Employment in nyc for felons,reged social media archiving,job openings in los angeles,social media policy for law firms - Good Point

People like Luis Rivera are being locked out of the formal workforce forever thanks to one youthful mistake. Luis Rivera had some peace of mind for about five months, from late fall of 2010 through early spring of the following year. Rivera is part of an uncounted population of formerly convicted or incarcerated people trying to find work in a hostile economy. Back in 1987, the Equal Employment Opportunity Commission declared that blanket bans on hiring people with criminal records were a Civil Rights Act violation. Shapriece Townsend found out what this can mean for a young man’s work life while walking home in Brooklyn one night last year, just before his twenty-first birthday. The shrinking space for ex-offenders in the labor market has coincided with a rapid growth in the criminal background check industry.
All of this is why the EEOC has for twenty-five years been issuing guidances demanding that employers use careful scrutiny when considering criminal records. Bear in mind that all positions at all companies are not available to felons and of course the nature of the applicants’ particular conviction is always taken into consideration. They’re churning through formal and informal part-time work, fueling a shadow economy akin to the one that often exploits undocumented workers. This past summer, the ACLU reported that black Americans are four times as likely as whites to be arrested for marijuana possession, despite reams of research showing no racial disparity in marijuana use. He considers this heft a liability on the street; it made him a target for people with something to prove.

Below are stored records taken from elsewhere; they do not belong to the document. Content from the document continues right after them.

PR #581, opened 2016-12-31
Added weight option to CircleMarker

palewire:


ocefpaf:
Looks good! Thanks!!

I guess you will need to update the test to incorporate the new `kwarg`.

palewire:
Yes. Sorry for the testing oversight. I am still getting the hang of this system. I will have a fix up shortly.

ocefpaf:
> Yes. Sorry for the testing oversight. I am still getting the hang of this system. I will have a fix up shortly.

No problem. It is the holidays and I finally have some time for `folium`. So you are in luck that your PR got a quick review :smile:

There’s no telling how many people are in the shadow economy created by criminal records, but a Center for Economic Policy and Research study looked at just the data for 2008 and calculated that the population of people with felony convictions lowered the official employment rate among all men by as much as 1.7 percentage points.

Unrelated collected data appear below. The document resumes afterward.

PR #582, opened 2016-12-31
Add a .gitignore file with *.pyc

palewire:
I noticed this was missing when I prepared a more significant pull request. Any objections to adding it?


ocefpaf:
Hi @palewire I see why you want to add that based on https://github.com/python-visualization/folium/pull/581/commits/fcadba13b18eae35a2271d28d2a6f88d8413eaad but I like to leave the `.gitignore` up to each dev. So you can create your own and add `.gitignore` to `.gitignore` as well :smile:  (That is what I do BTW.)

palewire:
No problem!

The official jobless rate among black Americans remains above 13 percent—roughly double that of white workers, and on a par with the national rate during the Depression—while hovering just below 10 percent for Latinos.
The United States lost between $57 billion and $65 billion in GDP in 2008, according to the Center for Economic Policy and Research, as a result of the reduction in male workers.
In New York City, this year’s Democratic mayoral primary was dominated by outrage over the New York Police Department’s practice of “stop-and-frisk,” a program by which the NYPD has indiscriminately detained and searched huge numbers of black and Latino men under the guise of hunting for illegal guns. He’s working part time as a janitor for Osborne while looking for something long-term, and he’s determined to make his industriousness pay off.
But the opportunity may have also come because Rivera accepted that he had little choice but to work long, hard hours for minimum wage.
But the numbers grow particularly stark when you drill down on places like New York City, where the aggressive policing practices of the past two mayoral administrations have swelled the ranks of those who have been in some form of state supervision. And that’s just the official unemployed, a figure that excludes those who have given up looking for on-the-books work.
Civil requests for FBI checks doubled, such that by 2006 the agency conducted more fingerprint reviews for civil purposes than for criminal ones. He and his team reviewed thousands of Craigslist ads for low-wage jobs in five major cities.
In Dollar General’s case, one of the plaintiffs had been denied work because of a six-year-old conviction, which drew the EEOC’s scrutiny not only because the practice is illegal, but also because the woman had previously worked for a different retailer in the same type of job without incident. The impact is similar nonetheless: billions of dollars in lost productivity, forfeited tax revenue for cities, rampant exploitation by employers, and a cascading series of bans and exclusions from civic life that make it almost impossible for these workers to achieve a stable economic existence.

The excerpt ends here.